What Do Data Scientists Do, And How Is It Related To Analytics And Machine Learning?

What Do Data Scientists Do, And How Is It Related To Analytics And Machine Learning?

Companies are increasingly data-driven, which has led to the rise in several different types of data-based disciplines. Indeed, the demand for people with expertise in data is so great that there are global shortages in all data roles. But what are the different data roles, and what do they do within the organisation? If you’re looking to build your career in these areas, just what do you need to know?

## Data Science Data science is the all-encompassing field of expertise for people that work with data. In simple terms, it refers to those experts that take the data that comes into the organisation from a variety of sources (most of them online and digital) and works with it to assist business decision making, strategic planning and so on.

Data science has a role in just about everything to do with modern businesses. Data scientists will identify new business opportunities because the data will tell them customer trends and the movement of the markets. Internally, data scientists will help the business run more efficiently and effectively. Data scientists will also help the marketing team more effectively reach customers, the IT team more effectively secure the environment, and the logistics team deliver products more quickly and cost effectively.

Data scientists are often related to the IT team within an organisation, and will be involved in coding, but at the same time perform separate functions and are not considered IT professionals. Their primary fields of expertise are software programming, but more importantly, statistics and mathematics.

Data scientists will often specialise in a particular vertical, too. For example, a data scientist in the medical industry might assist their company with diagnosis and treatment, while a data scientist in finance might be focused on developing models to improve trading or fraud detection. It is a broad field, and can be a lucrative one for anyone that develops the right skillset.

## Data Analytics Within data science, one of the most common applications is data analytics – in fact, most data scientists will spend a big part of their careers involved in analytics. In simple terms, data analytics involves drawing insights out of data, and this can take four different forms: 1) Descriptive analytics. This is valuable to organisations because it helps to track performance over time. The data scientist takes large data sets and uses them to track successes or failures for activities, and descriptive analytics are used to form KPIs and describe the expected outcome for activities. 2) Diagnostic analytics. This form of analytics explains what has happened. It involves taking the findings from descriptive analytics and then digging deeper to explain the root cause and trends for why something is happening. 3) Predictive analytics. While the previous two forms of analytics were looking back, predictive analytics look forward to explain what will happen. Here the data scientists will take historical data and analyse trends to understand what will likely happen into the future. 4) Prescriptive analytics. Finally, prescriptive analytics will explain what an organisation should do when faced with a decision. This again involves looking at historical data, but rather than using it to make predictions, prescriptive analytics is focused on the current moment and delivering outcomes.
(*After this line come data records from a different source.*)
PR #413, opened 2023-10-29
[ROMM-412] Support for secured redis added

### LINKED ISSUE #412: [Feature] Redis Password Option
Currently unable to use Redis if Redis is using a password.

A REDIS_PASSWORD environmental variable.

Being able to use password@host for the REDIS_HOST environmental variable would also work.

**Additional context**
I was referred here from Discord. Thanks!

zurdi15:
Added new `REDIS_PASSWORD` environment variable to support secured redis with pasword.

Closes #412


backend/config/__init__.py
```diff
@@ -43,6 +43,7 @@
 )
 REDIS_HOST: Final = os.environ.get("REDIS_HOST", "localhost")
 REDIS_PORT: Final = os.environ.get("REDIS_PORT", "6379")
+REDIS_PASSWORD: Final = os.environ.get("REDIS_PASSWORD")
```
gantoine, line 46:
```suggestion
REDIS_PASSWORD: Final = os.environ.get("REDIS_PASSWORD", None)
```

Or maybe it should fallback to `""`? Whichever one will let the no-password option continue to work.

docker-compose.yml
```diff
@@ -15,6 +15,16 @@ services:
...
     image: redis:alpine
     container_name: redis
+    command:
+    # - /bin/sh
+    # - -c
+    # # - Double dollars, so that the variable is not expanded by Docker Compose
+    # # - Surround by quotes, so that the shell does not split the password
+    # # - The ${variable:?message} syntax causes shell to exit with a non-zero
+    # #   code and print a message, when the variable is not set or empty
+    # - redis-server --requirepass "$${REDIS_PASSWORD:?REDIS_PASSWORD variable is not set}"
```
gantoine, line 25: Does all this need to be here if it's commented out?

env.template
```diff
@@ -23,6 +23,7 @@ DB_ROOT_PASSWD=
 REDIS_HOST=127.0.0.1
 REDIS_PORT=6379
 ENABLE_EXPERIMENTAL_REDIS=true
+#REDIS_PASSWORD=admin_redis
```
gantoine, line 26:
```suggestion
REDIS_PASSWORD=
```

GAntoine (changes requested):

backend/config/__init__.py
zurdi15: By default `os.environ.get()` returns a `None` if the variable doesn't exists, and the no-password option will work only with `None`. We can add it as fallback if you want for clearer reading

docker-compose.yml
zurdi15: I leaved it there just in case we want to test something with a pasworded redis.

env.template
zurdi15: Same with this, by default I leaved the docker-compose for the dev team with non password redis, so I leaved this commentes aswel

GAntoine (approved):

PR #420, opened 2023-10-31
Fix nginx max body size

zurdi15:
This PR fixes the ``max_body_size`` parameter of the internal nginx server to make it unlimited.
Also gives execution permissions to the scheduler and watchdog init scripts


GAntoine (approved):
nice

PR #1296, opened 2024-11-16
[ROMM-1292] Log when db entries are purged

### LINKED ISSUE #1292: [Feature] Add log information when rom metadata purged
Currently, when RomM scans a platform it will remove roms from the database that are missing from the filesystem. However, it does not make a log entry in the console when it does so.

I would like RomM to log whenever it purges rom metadata from the database.

**Additional context**
This was brought up during a discussion on whether or not RomM would retroactively remove rom metadata for roms that were newly filtered via the config.yml. The lack of logging created confusion on when RomM was or was not actually removing rom metadata.

gantoine:
Fixes #1292

### DIFF
--- a/backend/endpoints/sockets/scan.py
+++ b/backend/endpoints/sockets/scan.py
@@ -168,7 +168,7 @@ async def scan_platforms(
         # Same protection for platforms
         if len(fs_platforms) > 0:
             log.info("Purging platforms not found in the filesystem:")
-            log.info("\n  - ".join(fs_platforms))
+            log.info("\n".join([f"  - {platform}" for platform in fs_platforms]))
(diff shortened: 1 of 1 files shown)


backend/endpoints/sockets/scan.py
```diff
@@ -167,6 +167,8 @@ async def stop_scan():
 
         # Same protection for platforms
         if len(fs_platforms) > 0:
+            log.info("Purging platforms not found in the filesystem:")
+            log.info("\n  - ".join(fs_platforms))
```
adamantike: I think we should use this to include the bullet in the first item:
```python
log.info("\n".join([f"  - {platform}" for platform in platforms])
```

adamantike (approved):

Issue #1208, opened 2024-09-23
[Bug] Tinfoil endpoint fails when using directories on file system


therobbiedavis:
**RomM version**
3.5.1

**Describe the bug**
When using directories to organize switch ROMs, the tinfoil API does not understand

**To Reproduce**

1. Use a directory structure like /roms/ARMS/ARMS [titleid].nsp
2. Scan this into RomM
3. Navigate to this via Tinfoil

**Expected behavior**
I figured romm would act as a proxy of sorts to obfuscate/flatten the structure for whatever structure tinfoil requires

**Screenshots**
Using directories:
![image](https://github.com/user-attachments/assets/1f035401-0543-423c-809d-44a65c1f4a06)
![image](https://github.com/user-attachments/assets/d229a0ce-ad5a-46b3-b364-a36e681ea922)
![image](https://github.com/user-attachments/assets/2909fff7-1a58-4001-9265-27fb0e360a67)

Using flat structure:
![image](https://github.com/user-attachments/assets/6d5b8980-a8e7-4dfa-bb04-1b2ed3ca0892)
![image](https://github.com/user-attachments/assets/bf2b7ab0-8315-43a2-abe6-e682395b2883)

barto28:
I encounter this issue as well.

Josh19002:
I will mention that this issue persists with the new file system introduced in 3.8.0, in fact, the preferred structure will definitely break this entirely.

Josh19002:
I wasn't really able to determine the best way to show how I structured everything in minimal screenshots with my actual files, due to how each game may or may not have the related subfolders, but I recreated it to show what the possible combinations are.

This screenshot shows the switch directory (simplified of course), showing loose games that do not have other associated files and a folder containing a game with multiple files:

![Image](https://github.com/user-attachments/assets/f0c419e3-2a37-40fc-9273-cffd716e9d86)

This screenshot shows an example of the game folder previously mentioned, showing a base game file and subfolders relating to different file types:

![Image](https://github.com/user-attachments/assets/01b8d508-3759-4d33-aa4f-38dc4f4c9347)

In the DLC folder, it specifically contains the files added to a base game as DLC:

![Image](https://github.com/user-attachments/assets/f8c563b4-1a63-41cf-89ae-31cf583b3e19)

In the mods folder it contains zip files of mod sets as applicable to the switch root (Tinfoil doesn't do these):

[...]

PR #1315, opened 2024-11-23
Fix single files in dir for tinfoil

KaitoKid:
Addresses the concerns in #1208 

### Tinfoil Parsing Issues

Root cause is the FS handler for get_roms assumes that directories with a single file inside as `multi`

```
.
├── Homebrew
│   ├── my_homebrew.nsp
```

which results in the following FSRom being created after the directory is scanned

```
{
  'multi': True, 
  'file_name': 'Homebrew', 
  'files': [{'filename': 'my_homebrew.nsp', 'size': 0, 'last_modified': 1718254179.6487029}]
}
```

This fix addresses two things:

1. Single files in directories being mistakenly addressed as `multi`
2. Changing the file path to be the actual path of the file, not the `file_name`. Instead, it renames the file in Tinfoil to the `file_name` instead.

### Known Bugs

Since this takes just the first obj of each rom file, it cannot handle cases where multiple files are stored in one directory. I'll defer to the community on the best method of handling this, but a couple ideas come to mind:

1. Creating separate directories at the root level for base/patch/update
2. Standardizing file names so that titledb/tinfoil's api/something can be matched up


gantoine:
@KaitoKid could you reopen this against the master branch?

KaitoKid:
My rebase onto master (since I branched off release) went horribly wrong, gimme a sec to fix this

PR #1316, opened 2024-11-23
fix: Fix tinfoil issue with improper rom DL urls and support for rom folders

KaitoKid:
Addresses the concerns in #1208 

### Tinfoil Parsing Issues

Root cause is the FS handler for get_roms assumes that directories with a single file inside as `multi`

```
.
├── Homebrew
│   ├── my_homebrew.nsp
```

which results in the following FSRom being created after the directory is scanned

```
{
  'multi': True, 
  'file_name': 'Homebrew', 
  'files': [{'filename': 'my_homebrew.nsp', 'size': 0, 'last_modified': 1718254179.6487029}]
}
```

This fix addresses two things:

1. Single files in directories being mistakenly addressed as `multi`
2. Changing the file path to be the actual path of the file, not the `file_name`. Instead, it renames the file in Tinfoil to the `file_name` instead.

### Known Bugs

Since this takes just the first obj of each rom file, it cannot handle cases where multiple files are stored in one directory. I'll defer to the community on the best method of handling this, but a couple ideas come to mind:

1. Creating separate directories at the root level for base/patch/update
2. Standardizing file names so that titledb/tinfoil's api/something can be matched up


KaitoKid:
Added a few more updates to address the following:

* Handling empty folders
* Addressing `rom.full_path` using the `file_name`, which is stored as the rom directory name (causes an inaccurate file redirect upon download
* Rolled back changes to the filename. I was hoping to rename it as "Rom/rom_file.nsp" within Tinfoil, but I can see that it would not pass routing rules. Leaving it without an extension causes Tinfoil to open it as a file, not as an installer

backend/handler/filesystem/roms_handler.py
```diff
@@ -348,9 +348,13 @@ def get_roms(self, platform_fs_slug: str) -> list[FSRom]:
 
         return [
             FSRom(
-                multi=rom["multi"],
```
adamantike: I don't think this PR should make any changes to the filesystem's rom handler. Let's notice that this logic makes the `multi` value we save in the database not always match what we expose here, which will add complexity and confusion to future implementations.

Deciding that `multi` should be false when a rom is within a folder but is a single file is a different discussion, and if agreed, should be fixed at the repository level, so the value saved as `multi` in the database is correct.

Still, I think the fix for Tinfoil can be implemented without touching this file.

backend/endpoints/feeds.py
```diff
@@ -161,12 +161,13 @@ async def extract_titledb(roms: list[Rom]) -> dict[str, TinfoilFeedTitleDBSchema
             TinfoilFeedFileSchema(
                 url=str(
                     request.url_for(
-                        "get_rom_content", id=rom.id, file_name=rom.file_name
+                        "get_rom_content", id=rom.id, file_name=file.get('filename')
                     )
                 ),
-                size=rom.file_size_bytes,
+                size=rom.files[0].get('size'),
```
adamantike, line 167: `rom.files[0]` here now needs to be `file`, after the latest changes.

backend/endpoints/feeds.py
```diff
@@ -161,12 +161,13 @@ async def extract_titledb(roms: list[Rom]) -> dict[str, TinfoilFeedTitleDBSchema
...
             )
-            for rom in roms
+            for rom in roms if rom.files and len(rom.files) > 0
+            for file in rom.files
```
adamantike, line 170: I don't think we want to expose all files to Tinfoil. Ideally, we could only include the ones with a valid extension that Tinfoil understands (in case users maintain other kind of resources within the rom folder).

adamantike:
@KaitoKid, please let us know if you plan to keep updating this PR.

therobbiedavis:
I see development of this has dropped off. Unfortunately the lack of rom folder support really makes the tinfoil integration unusable at scale. I am available for testing but unfortunately I lack python knowledge so I can not contribute to the code in any meaningful way.

gantoine:
@therobbiedavis I'm sure if you take a crack at it you could fix it in no time, python knowledge or not ;) As for this PR I'm going to close it as we'll be reworking the folder structure post 3.8.0 to support nested folders, DLC and patch files.

KaitoKid:
@adamantike - apologies, got caught up with some personal life, and picking this back up. 

A couple of contraints w/ Tinfoil which is seemingly no longer updated:
1. It doesn't support query params so we can't pass in file_ids
2. It uses the final path segment as the display name inside

I'm trying to create a solution that modifies the most minimal amount of code possible, but I think we have to pass in a direct url to the file for a multi-file rom, e.g. `http:/romm/api/roms/{rom_id}/content/homebrew/{romfile.file_name}.nsp` which I think requires a modification to the `roms` endpoint

Any chance you could help point me in the right direction here? I'll create a fresh PR once I have a bit more than the below:

```
    return TinfoilFeedSchema(
        files=[
            TinfoilFeedFileSchema(
                url=str(
                    request.url_for("get_rom_content", id=rom.id, file_name=rom_file.file_name) + f"?file_ids={rom_file.id}"
                ),
                size=rom_file.file_size_bytes,
            )
            for rom in roms if rom.files
            for rom_file in rom.files if rom_file.file_name.lower().endswith(('.xci', '.nsp', '.nsz', '.xcz', '.nro'))
        ],
        directories=[],
        success="RomM Switch Library",
        titledb=await extract_titledb(roms),
    )

```

gantoine:
Replaced by https://github.com/rommapp/romm/pull/1754

PR #1321, opened 2024-11-28
OIDC Support

gantoine:


backend/endpoints/auth.py
```diff
@@ -17,6 +25,58 @@
...
+        request (Request): Fastapi Request object
+
+    Returns:
+        MessageResponse: Standard message response
+    """
+
+    request.session.clear()
+
+    return {"msg": "Successfully logged out"}
+
```
gantoine, line 78: this is unchanged, just moved it up

backend/main.py
```diff
@@ -102,7 +102,7 @@ async def lifespan(app: FastAPI) -> AsyncGenerator[None, None]:
 app.include_router(states.router, prefix="/api")
 app.include_router(tasks.router, prefix="/api")
 app.include_router(feeds.router, prefix="/api")
-app.include_router(config.router, prefix="/api")
+app.include_router(configs.router, prefix="/api")
```
gantoine, line 105: this is to stop vscode complaining when getting confused between the `backend/config` and `config/__init__`

pytest.ini
```diff
@@ -16,3 +16,4 @@ env =
    SCHEDULED_UPDATE_SWITCH_TITLEDB_CRON=0 4 * * *
    UPLOAD_TIMEOUT=20
    LOGLEVEL=DEBUG
+   OIDC_ENABLED=false
```
gantoine, line 19: we set this for all tests so they run, but override it in OIDC handler tests

zurdi15:
Just added the new ``OIDC_`` env variables to the development template

backend/config/__init__.py
```diff
@@ -76,6 +76,13 @@ def str_to_bool(value: str) -> bool:
     os.environ.get("DISABLE_DOWNLOAD_ENDPOINT_AUTH", "false")
 )
 
+# OIDC
+OIDC_ENABLED: Final = os.environ.get("OIDC_ENABLED", "false") == "true"
```
adamantike: nit: we can use `str_to_bool` for consistency here.

backend/handler/auth/base_handler.py
```diff
@@ -164,3 +156,55 @@ async def get_current_active_user_from_bearer_token(self, token: str):
...
+        with httpx.Client() as httpx_client:
+            try:
+                response = httpx_client.get(jwks_url, timeout=120)
+                key = response.json()["keys"][0]
+                self.rsa_key = RSAKey.import_key(key)
+            except httpx.HTTPStatusError as exc:
+                raise HTTPException(
+                    status_code=exc.response.status_code,
+                    detail=exc.response.text,
+                ) from exc
```
adamantike: I think it would be better to move this logic to a method, to avoid us triggering an HTTP request at import time (even if the `get_current_active_user_from_openid_token` method is never called, like in the `watcher.py` process).

```python
    async def get_rsa_key(self) -> RSAKey:
        if not getattr(self, "_rsa_key", None):
            try:
                response = await httpx_client.get(jwks_url, timeout=120)
                key = response.json()["keys"][0]
                self._rsa_key = RSAKey.import_key(key)
            except httpx.HTTPStatusError as exc:
                raise HTTPException(
                    status_code=exc.response.status_code,
                    detail=exc.response.text,
                ) from exc
        return self._rsa_key
```

adamantike (commented):
Great implementation! Just added a few small comments.

adamantike (approved):

jvanbruegge:
Nice, thanks for this!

A data scientist will typically be building models for all four types of analytics within their organisation, because all provide valuable insights that can help the organisation understand how to better shape the business and where its best opportunities lie into the future.

## Machine Learning Machine learning is a practical application of data science in that it is used to build tools that assist the organisation now. Essentially, machine learning is a precursor to AI; a data scientist will build a model or application, and by feeding it a lot of data, the model will start to “learn” expected outcomes. The AI layer then sits over the top and allows the model to take actions without further human involvement.

A good and easy example of machine learning in action is IT security. A machine learning application will constantly scan an IT environment and, when it detects an anomaly (because it has been fed so much data on what is and isn’t unusual activity), it will immediately raise a red flag for the IT team to investigate. Machine learning is essential to modern business precisely because it allows for a “hands off” approach to many activities within the organisation, and so data scientists will find a lot of their time is occupied building machine learning models.

Data science is such a broad field that there are many ways to specialise within it. The foundations are in understanding maths and statistics – not technology, as is often assumed – and applying that knowledge in a way that helps an organisation draw insights into what is going on, internally and externally. Professionals that can develop expertise in data science find themselves well placed, because this is a skillset that is very much in demand and businesses are willing to invest heavily in having it.